Patchwork [tree-ssa-math-opts] : Improve bswap detection

login
register
mail settings
Submitter Kai Tietz
Date June 27, 2011, 8:06 a.m.
Message ID <400461904.779176.1309161973367.JavaMail.root@zmail06.collab.prod.int.phx2.redhat.com>
Download mbox | patch
Permalink /patch/102120/
State New
Headers show

Comments

Kai Tietz - June 27, 2011, 8:06 a.m.
Hello,

this patch improves the bswap (32/64) detection and fixes an issue about shifted bit values out of type-size precision.

ChangeLog

2011-06-27  Kai Tietz  <ktietz@redhat.com>

        * tree-ssa-math-opts.c (do_shift_rotate): Zero bits
        out of type precision after operation.
        (find_bswap): Take for limit value the integer auto-
        promotion into account.

ChangeLog

2011-06-27  Kai Tietz  <ktietz@redhat.com>

        * gcc.dg/optimize-bswapdi-2.c: New test.

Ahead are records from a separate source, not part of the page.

PR #3408, opened 2025-04-04
asyncio: fix duplicate instrumentation

### LINKED ISSUE #3383: aiokafka instrumentation cause memory leak
### Describe your environment

OS: Ubuntu
Python version: (e.g., Python 3.13.1)
Package version: 0.51b0
Aiokafka[lz4] version: 0.12.0

### What happened?

we have a memory leakage caused by asyncio when using AIOKafkaConsumer in our fastapi app, exactly as documented in aiokafka [documentation](https://github.com/aio-libs/aiokafka/tree/29b58dbcacc75a62b430ce5243ac684ccf16a7f8?tab=readme-ov-file#aiokafkaconsumer).
we do think that using getone()  within a while loop instead of __anext__ solves that issue but we want to follow aiokafka best practices.

### Steps to Reproduce

add the following code as part of the fastapi app startup lifespan:
```python
from aiokafka import AIOKafkaConsumer
import asyncio

async def consume():
    consumer = AIOKafkaConsumer(
        'my_topic', 'my_other_topic',
        bootstrap_servers='localhost:9092',
        group_id="my-group")
    # Get cluster layout and join group `my-group`
    await consumer.start()
    try:
        # Consume messages
        async for msg in consumer:
            print("consumed: ", msg.topic, msg.partition, msg.offset,
                  msg.key, msg.value, msg.timestamp)
    finally:
        # Will leave consumer group; perform autocommit if enabled.
        await consumer.stop()

asyncio.run(consume())

```
then trigger the consume once with a message, and the memory will scale up exponentially.

you can check the heap using guppy3 and tracemalloc. the best way is just to measure the memory utilization of the process.

### Expected Result

stable memory utilization when using aiokafka's best practices.

### Actual Result

exponentially increasing memory utilization.

### Additional context

_No response_

No

bourbonkk:
# Description

This PR addresses duplicate instrumentation of Future objects when using AsyncioInstrumentor multiple times on the same Future. Without proper de-duplication, callbacks can continue to accumulate and cause memory leaks. This change introduces a simple attribute check on each Future, coroutine, or function so that once instrumented, no additional callbacks or spans will be attached.

Fixes #3383 aiokafka instrumentation cause memory leak

## Type of change

# How Has This Been Tested?

- [X] Unit Tests:
  - Added a new test file (test_asyncio_duplicate_instrument.py) which repeatedly calls trace_future on the same Future objects.
  - Verified that the callback count does not grow beyond a small constant (1–2 callbacks).
- [X] Manual Verification:
  - Mocked up a simple scenario mimicking aiokafka.GroupCoordinator usage, confirming that repeated instrumentation does not cause exponential callback growth.

- [ ] Yes. - Link to PR: 
- [X] No.

# Checklist:


xrmx:
@bourbonkk looks like you commited with multiple accounts and one has not signed the CLA

instrumentation/opentelemetry-instrumentation-asyncio/src/opentelemetry/instrumentation/asyncio/instrumentation_state.py
```diff
@@ -0,0 +1,74 @@
...
+"""
+
+import weakref
+
+# A global dictionary to track whether an object has been instrumented.
+# Keys are weak references to avoid preventing garbage collection.
+_instrumented_tasks = {}
+
+
+def _get_weak_key(obj):
```
bourbonkk, line 29: This code was introduced to safely track whether a coroutine, Future, or function has already been instrumented by the OpenTelemetry asyncio instrumentation layer.

In Python, many objects (such as async_generator_asend or built-in functions) do not support weak references or custom attribute assignment.
Attempting to track these objects directly using WeakKeyDictionary or by setting custom attributes can result in runtime TypeErrors or memory leaks.

To avoid these issues, this helper uses a weak-reference-based tracking approach:

Only objects that support weak references are tracked.

Objects that cannot be weak-referenced are gracefully skipped to prevent instrumentation errors.

A global dictionary is used to store weak references to instrumented objects, allowing for duplicate instrumentation prevention while still being memory-safe and garbage-collection-friendly.

This ensures that coroutines, Futures, and thread functions are only instrumented once, without compromising compatibility or stability across Python versions and object types.

instrumentation/opentelemetry-instrumentation-asyncio/src/opentelemetry/instrumentation/asyncio/instrumentation_state.py
```diff
@@ -0,0 +1,74 @@
...
+    if not _is_instrumented(obj):
+        _mark_instrumented(obj)
+        # instrument the object...
+"""
+
+import weakref
+
+# A global dictionary to track whether an object has been instrumented.
+# Keys are weak references to avoid preventing garbage collection.
+_instrumented_tasks = {}
```
yonathan-wolloch-lendbuzz, line 26: Is there a way to cleanup all weak refs from the dictionary after the gc collects them? it seems like this dictionary will grow indefinitely.

bourbonkk: You're absolutely right to be concerned about memory growth. In the original version where we used a regular dict with weakref.ref(obj) as keys, there is no automatic cleanup — dead weak references would remain in the dictionary unless manually removed, which could cause the dictionary to grow indefinitely over time.

To solve this, we’ve switched to using weakref.WeakKeyDictionary. This built-in data structure is specifically designed to handle this scenario. It automatically removes entries when their keys (i.e., the original objects) are garbage collected. So there is no need for manual cleanup, and the dictionary will not grow indefinitely.

By wrapping all insertions in a try/except TypeError, we also ensure that only objects that support weak references are tracked, preventing runtime errors.

yonathan-wolloch-lendbuzz (approved):
Thank you!

yonathan-wolloch-lendbuzz (approved):

bourbonkk:
@xrmx 
I believe I’ve made all the necessary changes in this PR. I’d appreciate it if you could review and let me know if anything else is required.

instrumentation/opentelemetry-instrumentation-asyncio/src/opentelemetry/instrumentation/asyncio/instrumentation_state.py
```diff
@@ -0,0 +1,60 @@
+"""
```
aabmass, line 1: Please add OTel copyright header. We should have a linter for this, sorry!

instrumentation/opentelemetry-instrumentation-asyncio/src/opentelemetry/instrumentation/asyncio/instrumentation_state.py
```diff
@@ -0,0 +1,60 @@
...
+    Args:
+        obj: A coroutine, function, or Future.
+
+    Returns:
+        True if the object has already been marked as instrumented.
+        False if it has not, or if it does not support weak references.
+    """
+    try:
+        return _instrumented_tasks.get(obj, False)
+    except TypeError:
```
aabmass, line 41: IIUC, the lookup will use the object's `__hash__()` which would not work as expected if the object has a custom impl not based on it's identity and would fail the object is unhashable.

I think the use case here wants to track identity instead

instrumentation/opentelemetry-instrumentation-asyncio/src/opentelemetry/instrumentation/asyncio/instrumentation_state.py
```diff
@@ -0,0 +1,60 @@
...
+"""
+
+import weakref
+
+# A global WeakKeyDictionary to track instrumented objects.
+# Entries are automatically removed when the objects are garbage collected.
+_instrumented_tasks = weakref.WeakKeyDictionary()
+
+
+def _is_instrumented(obj) -> bool:
```
aabmass, line 28: If you can give a more specific type for `obj` please do. If it is unbounded or there are a tons of different types being instrumented, just add an explicit `Any`.

We are planning to make typing **opt-out** for any new files.

CHANGELOG.md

Bootstrapped and regression tested for x86_64-pc-linux-gnu. Ok for apply?

Regards,
Kai
Richard Guenther - June 27, 2011, 9:42 a.m.
On Mon, Jun 27, 2011 at 10:06 AM, Kai Tietz <ktietz@redhat.com> wrote:
> Hello,
>
> this patch improves the bswap (32/64) detection and fixes an issue about shifted bit values out of type-size precision.
>
> ChangeLog
>
> 2011-06-27  Kai Tietz  <ktietz@redhat.com>
>
>        * tree-ssa-math-opts.c (do_shift_rotate): Zero bits
>        out of type precision after operation.
>        (find_bswap): Take for limit value the integer auto-
>        promotion into account.
>
> ChangeLog
>
> 2011-06-27  Kai Tietz  <ktietz@redhat.com>
>
>        * gcc.dg/optimize-bswapdi-2.c: New test.
>
> Bootstrapped and regression tested for x86_64-pc-linux-gnu. Ok for apply?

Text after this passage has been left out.